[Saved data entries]
· · · · ·

PR #5151, opened 2017-12-07
Permissions tests for Edit, Delete, Manage Package Owners, and SetLicenseReportVisibility (UI)

scottbommarito:
For Edit, SetLicenseReportVisibility, and Delete I parametrized the tests so that they now run with every test user.

For Manage Package Owners I added two simple tests to guarantee it displays the form when expected.

### DIFF
--- a/tests/NuGetGallery.Facts/Controllers/PackagesControllerFacts.cs
+++ b/tests/NuGetGallery.Facts/Controllers/PackagesControllerFacts.cs
@@ -1347,9 +1347,9 @@ namespace NuGetGallery
         public class TheDeleteMethod
             : TestContainer
         {
-            private static string _packageId = "CrestedGecko";
-            private static PackageRegistration _packageRegistration;
-            private static Package _package;
+            private string _packageId = "CrestedGecko";
+            private PackageRegistration _packageRegistration;
+            private Package _package;
 
             public TheDeleteMethod()
             {
@@ -1388,6 +1388,7 @@ namespace NuGetGallery
                 
                 Assert.IsType<HttpNotFoundResult>(result);
             }
+
             public static IEnumerable<object[]> NotOwner_Data
             {
                 get
@@ -2028,14 +2029,19 @@ namespace NuGetGallery
         public class TheManagePackageOwnersMethod
             : TestContainer
         {
-            private static string _packageId = "CrestedGecko";
-            private static string _packageVersion = "3.4.2";
+            private string _packageId = "CrestedGecko";
+            private string _packageVersion = "3.4.2";
 
-            private static Package _package = new Package
+            private Package _package;
+
+            public TheManagePackageOwnersMethod()
             {
-                PackageRegistration = new PackageRegistration { Id = _packageId },
-                Version = _packageVersion
-            };
+                _package = new Package
+                {
+                    PackageRegistration = new PackageRegistration { Id = _packageId },
+                    Version = _packageVersion
+                };
+            }
 
             public static IEnumerable<object[]> NotOwner_Data
             {
--- a/tests/NuGetGallery.Facts/Controllers/PackagesControllerFacts.cs
+++ b/tests/NuGetGallery.Facts/Controllers/PackagesControllerFacts.cs
@@ -3861,8 +3861,101 @@ namespace NuGetGallery
         public class TheSetLicenseReportVisibilityMethod
             : TestContainer
         {
-            [Fact]
-            public async Task IndexingAndPackageServicesAreUpdated()
+            public static IEnumerable<object[]> NotOwner_Data
+            {
+                get
+                {
+                    foreach (var visible in new[] { true, false })
+                    {
+                        yield return new object[]
+                        {
+                            null,
+                            TestUtility.FakeUser,
+                            visible
+                        };
+
+                        yield return new object[]
+                        {
+                            TestUtility.FakeUser,
+                            new User { Key = 5535 },
+                            visible
+                        };
+                    }
+                }
+            }
+
+            [Theory]
+            [MemberData(nameof(NotOwner_Data))]
+            public async Task Returns401IfNotOwner(User currentUser, User owner, bool visible)
+            {
+                // Arrange
+                var package = new Package
+                {
+                    PackageRegistration = new PackageRegistration { Id = "Foo" },
+                    Version = "1.0",
+                    Listed = true
+                };
+                package.PackageRegistration.Owners.Add(owner);
+
+                var packageService = new Mock<IPackageService>(MockBehavior.Strict);
+                packageService.Setup(svc => svc.FindPackageByIdAndVersionStrict("Foo", "1.0"))
+                    .Returns(package);
+
+                var controller = CreateController(
+                    GetConfigurationService(),
+                    packageService: packageService);
+                controller.SetCurrentUser(currentUser);
+                controller.Url = new UrlHelper(new RequestContext(), new RouteCollection());
+
+                // Act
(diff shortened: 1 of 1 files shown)


tests/NuGetGallery.Facts/Controllers/PackagesControllerFacts.cs
```diff
@@ -1674,10 +1842,23 @@ public class TheEditMethod
                 packageFileService.Verify(s => s.DownloadReadMeMdFileAsync(It.IsAny<Package>(), It.IsAny<bool>()), Times.Never);
             }
 
+            public static IEnumerable<object[]> OnPostBackWithReadMe_SavesPending_Data
+            {
+                get
+                {
+                    foreach (var ownerData in Owner_Data)
```
agr: Might look better in test explorer if rewritten as LINQ query.

agr: (well, probably all of those would have to be rewritten as expression bodied properties, probably not worth it)

scottbommarito: I didn't think it made much of a difference--I thought it just serialized all of the properties of the object regardless of how it was enumerated.

Either case, I'm going to leave this because as you said, it would have to become expression bodied properties.

tests/NuGetGallery.Facts/Controllers/PackagesControllerFacts.cs
```diff
@@ -1367,53 +1367,100 @@ public void DisplaysFullVersionStringAndUsesNormalizedVersionsInUrlsInSelectList
...
-                var packageDelete = new PackageDelete
+            [Fact]
+            public void Returns404IfPackageNotFound()
+            {
+                var controller = CreateController(GetConfigurationService());
+
+                var result = controller.Delete(_packageRegistration.Id, _package.Version);
+                
+                Assert.IsType<HttpNotFoundResult>(result);
+            }
```
chenriksson: nit: space between methods

tests/NuGetGallery.Facts/Controllers/PackagesControllerFacts.cs
```diff
@@ -1347,18 +1347,18 @@ public void CallsSendContactOwnersMessageWithUserInfo()
         public class TheDeleteMethod
             : TestContainer
         {
-            [Fact]
-            public void DisplaysFullVersionStringAndUsesNormalizedVersionsInUrlsInSelectList()
+            private static string _packageId = "CrestedGecko";
+            private static PackageRegistration _packageRegistration;
+            private static Package _package;
```
chenriksson: I would beware of reusing the same instance of these test objects across tests... in case changes in state could potentially lead to intermittent test failures.

tests/NuGetGallery.Facts/Controllers/PackagesControllerFacts.cs
```diff
@@ -1367,53 +1367,100 @@ public void DisplaysFullVersionStringAndUsesNormalizedVersionsInUrlsInSelectList
...
+            {
+                get
                 {
-                    DeletedBy = user,
-                    DeletedByKey = user.Key,
-                    Packages = new[] { package },
-                    Reason = "Other",
-                    Signature = "John Doe"
-                };
+                    yield return new object[]
```
chenriksson: This has a similar pattern to other tests you added that take (currentUser, owner). Did we add a helper in that case to simplify the code?
```
yield return MemberDataHelpers.UserOnBehalfOfAccount(TestUtility.FakeUser, new User { Key = 5535 });
```

tests/NuGetGallery.Facts/Controllers/PackagesControllerFacts.cs
```diff
@@ -1839,6 +2025,114 @@ public class TheListPackagesMethod
             }
         }
 
+        public class TheManagePackageOwnersMethod
+            : TestContainer
+        {
+            private static string _packageId = "CrestedGecko";
+            private static string _packageVersion = "3.4.2";
+
+            private static Package _package = new Package
```
chenriksson: Beware of reusing this instance across tests. Consider if the test cases run in parallel, or depend on state which changes.

tests/NuGetGallery.Facts/Controllers/PackagesControllerFacts.cs
scottbommarito: Helper was added, but because this is a feature branch and I don't want to deal with any annoying rebasing, I was planning on integrating it with the tests that don't have it in a later PR.

tests/NuGetGallery.Facts/Controllers/PackagesControllerFacts.cs
scottbommarito: I know some of the other tests had this, but they might not have been static. Will check.

scottbommarito: removed static

scottbommarito:
@chenriksson I fixed your comments!

tests/NuGetGallery.Facts/Controllers/PackagesControllerFacts.cs
chenriksson: Thanks - assuming new instance of test class is created for each test case? i.e., class variables won't be shared?

scottbommarito: I've seen some tests with this existing pattern (`ReportMyPackage` for example). Also, if there was any sort of concurrency issue here, I would expect my tests to have failed when I tested them.

tests/NuGetGallery.Facts/Controllers/PackagesControllerFacts.cs
```diff
@@ -3567,8 +3867,101 @@ public void WillReturnCorrectResultForKnownUser()
...
+                            new User { Key = 5535 },
+                            visible
+                        };
+                    }
+                }
+            }
+
+            [Theory]
+            [MemberData(nameof(NotOwner_Data))]
+            public async Task Returns401IfNotOwner(User currentUser, User owner, bool visible)
```
joelverhagen: How is `visible` used?

tests/NuGetGallery.Facts/Controllers/PackagesControllerFacts.cs
```diff
@@ -3567,8 +3867,101 @@ public void WillReturnCorrectResultForKnownUser()
...
+                    GetConfigurationService(),
+                    packageService: packageService);
+                controller.SetCurrentUser(currentUser);
+                controller.Url = new UrlHelper(new RequestContext(), new RouteCollection());
+
+                // Act
+                var result = await controller.SetLicenseReportVisibility("Foo", "1.0", visible: false, urlFactory: (pkg, relativeUrl) => @"~\Bar.cshtml");
+
+                // Assert
+                Assert.IsType<HttpStatusCodeResult>(result);
```
joelverhagen: When there is a 401 assertion, we should also verify the dependency (e.g. DB) is not being changed. Applies to all tests here.

tests/NuGetGallery.Facts/Controllers/PackagesControllerFacts.cs
scottbommarito: should be passed into `SetLicenseReportVisibility`--updated to do this

tests/NuGetGallery.Facts/Controllers/PackagesControllerFacts.cs
scottbommarito: Upon further investigation, in this particular test, it is already verified because the package service is a strict mock. I do need to analyze the rest of the tests however.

· · · · ·

Work request:
Show every line in the entries where the string "foreach" occurs.

Solution to this problem:
+                    foreach (var visible in new[] { true, false })
+                    foreach (var ownerData in Owner_Data)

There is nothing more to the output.